____ Supplied records

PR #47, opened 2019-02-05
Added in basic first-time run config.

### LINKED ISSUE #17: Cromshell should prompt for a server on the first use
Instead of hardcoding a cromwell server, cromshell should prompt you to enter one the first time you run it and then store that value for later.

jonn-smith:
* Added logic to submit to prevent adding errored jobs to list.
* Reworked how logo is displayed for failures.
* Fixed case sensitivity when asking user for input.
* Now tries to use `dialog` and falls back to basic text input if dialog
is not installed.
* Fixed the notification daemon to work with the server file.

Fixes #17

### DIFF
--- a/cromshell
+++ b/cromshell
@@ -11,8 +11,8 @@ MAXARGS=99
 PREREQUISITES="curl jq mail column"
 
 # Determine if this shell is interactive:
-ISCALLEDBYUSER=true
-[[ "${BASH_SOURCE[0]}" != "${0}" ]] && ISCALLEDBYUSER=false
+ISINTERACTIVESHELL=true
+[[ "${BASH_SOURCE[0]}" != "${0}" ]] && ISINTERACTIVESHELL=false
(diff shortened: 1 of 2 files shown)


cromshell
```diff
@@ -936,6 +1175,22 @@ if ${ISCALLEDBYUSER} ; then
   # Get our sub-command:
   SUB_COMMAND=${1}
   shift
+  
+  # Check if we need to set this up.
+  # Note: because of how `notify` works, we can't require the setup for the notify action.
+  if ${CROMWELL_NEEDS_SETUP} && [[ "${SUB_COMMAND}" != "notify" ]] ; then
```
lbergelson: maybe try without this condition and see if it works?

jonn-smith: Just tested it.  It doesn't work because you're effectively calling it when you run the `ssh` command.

________

§ Required action: Restate word for word the lines above, beginning with the one that contains "(diff shortened: 1 of 2 files shown)" and ending with the last line.

§ Completed exercise:
(diff shortened: 1 of 2 files shown)


cromshell
```diff
@@ -936,6 +1175,22 @@ if ${ISCALLEDBYUSER} ; then
   # Get our sub-command:
   SUB_COMMAND=${1}
   shift
+  
+  # Check if we need to set this up.
+  # Note: because of how `notify` works, we can't require the setup for the notify action.
+  if ${CROMWELL_NEEDS_SETUP} && [[ "${SUB_COMMAND}" != "notify" ]] ; then
```
lbergelson: maybe try without this condition and see if it works?

jonn-smith: Just tested it.  It doesn't work because you're effectively calling it when you run the `ssh` command.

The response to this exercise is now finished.